The event started with the opening convocation featuring University of Notre Dame Professor Brad Gregory. Gregory is the author of “Rebel in the Ranks,” a recently published book that explores the Reformation and its lasting impacts.

The convocation kicked off at 9 a.m. in the Center for Faith and Life (CFL) with President Paula Carlson, who spoke about Luther’s commitment to dialogue, debate, and persistent questioning. Gregory’s lecture was titled “Why the Reformation Still Matters (Whether we Want It or Not).”

Gregory’s lecture was divided into four distinct parts: Martin Luther as a reluctant rebel, the early German Reformation, how the Reformation defined a troubled era, and the Reformation’s impact on modernity. Gregory, as a Catholic, neither celebrated nor denounced the Reformation but simply analyzed the Reformation and its impact.

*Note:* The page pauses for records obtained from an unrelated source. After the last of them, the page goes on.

Issue #523, opened 2024-06-06
Panic during TWCC interim building


OxleyS:
A server running str0m recently panicked with `assertion failed: t >= -32_765 && t <= 32_767`. The stack trace was a little busted due to being Release mode, but from the message it must have been this line:
https://github.com/algesten/str0m/blob/08562d74683c66431dcd389b0248fc67bd4396fa/src/rtp/rtcp/twcc.rs#L533
Because it was likely the result of janky network data, I don't have a reliable repro.

Digging into it, I was a little unsure what the intended bounds on `t` were. The context of this line is as follows: https://github.com/algesten/str0m/blob/08562d74683c66431dcd389b0248fc67bd4396fa/src/rtp/rtcp/twcc.rs#L527-L539

Here, `diff_time` is the difference in timestamp between two received packets. The result needs to fit in an `i16`, so our absolute bounds would be `[-32768, 32767]`, but here the panicking assertion instead checks for -32765 on the lower end. In addition, the first `if` branch here checks for `< -8_192_000`, which when divided by 250 yields -32768. Is the intended lower bound -32768 or -32765?

algesten:
This does indeed look broken

lolgesten:
@OxleyS I say it's -32768. Want to make a PR?

OxleyS:
-32768 also seemed like the intended value to me. Sure, I'll make a PR for it.

PR #524, opened 2024-06-06
Fix big TWCC time deltas

OxleyS:
Resolves https://github.com/algesten/str0m/issues/523.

According to Associate Professor of History Robert Christman, the purpose of Gregory’s lecture was to present a thesis on how the Reformation impacts us today and offer a view of the Reformation outside of Protestantism.

“Luther College is not a college that preferences one religious confession over another — or religion at all — but seeks to provide a platform for all different views,” Christman said. “We didn’t want to indoctrinate anyone, we wanted students and faculty to understand what the Reformation was and how it impacts our lives.”

Gregory focused was on the secularization of society and the privatization of religion in daily life because of the Reformation. Essentially, Gregory argued that the Wars of Religion and religious persecution of the era were due to the Reformation splintering Christianity. According to Gregory, when people got tired of this constant conflict, they sought to create society off something other than religion. This allowed consumerism to become a ruling aspect of Western society, as the U.S. and England followed the example of the mercantile, radically tolerant Dutch Republic. Religion’s presence in the private sphere of life, the disagreement among Christianity, and secularized society (i.e. separation of church and state), can be linked back to the Reformation.

Attendee Alexis Olson (‘20) enjoyed Gregory’s lecture, but found that his point was lost in the sheer amount of background information.

“He spent a lot of time talking about the back story of the Reformation, and everything that happened, which is useful for people who have no idea [what the Reformation is],” Olson said. “But by the time he got to his main thesis point, it was a lot harder to get into it. That was the most interesting part, but I felt all that background information dulled his thesis.”

After the convocation, around 30 presentations followed in two sessions. Topics included beer brewing practices of the Reformation era, lay religion, and Islam and the Reformation, to name a few. Samuel Scheidt (‘18), who was also a speaker on ecumenism in the symposium, believes having an event like this is important to increase understanding and the drive to find the truth.

“Understanding the inner workings of the Reformation can help inform us about where we are today and inspire us to continue to challenge our perspectives and continue to dig deeper to search for the truth,” Scheidt said. “At the heart of it, I believe that is what the reformers were genuinely after. When else throughout history have we seen people so courageously defend their ideas in the search for truth?”

Moving forward, Christman hopes that the event will generate more conversation about the role of religion in society, as the Reformation was a critical point in Western Christianity.

“I hope that [Reformation Day] helps students to think of the role of religion in society and, more specifically, on this campus,” Christman said. “Religion is a powerful force in the world, and I think to know a little bit more about it will be essential for students in the twenty first century as it’s proving to be already. I hope [students] will be inspired to look at the Reformation more closely and to use it as a jumping off point to look at the role of religion in our world today.”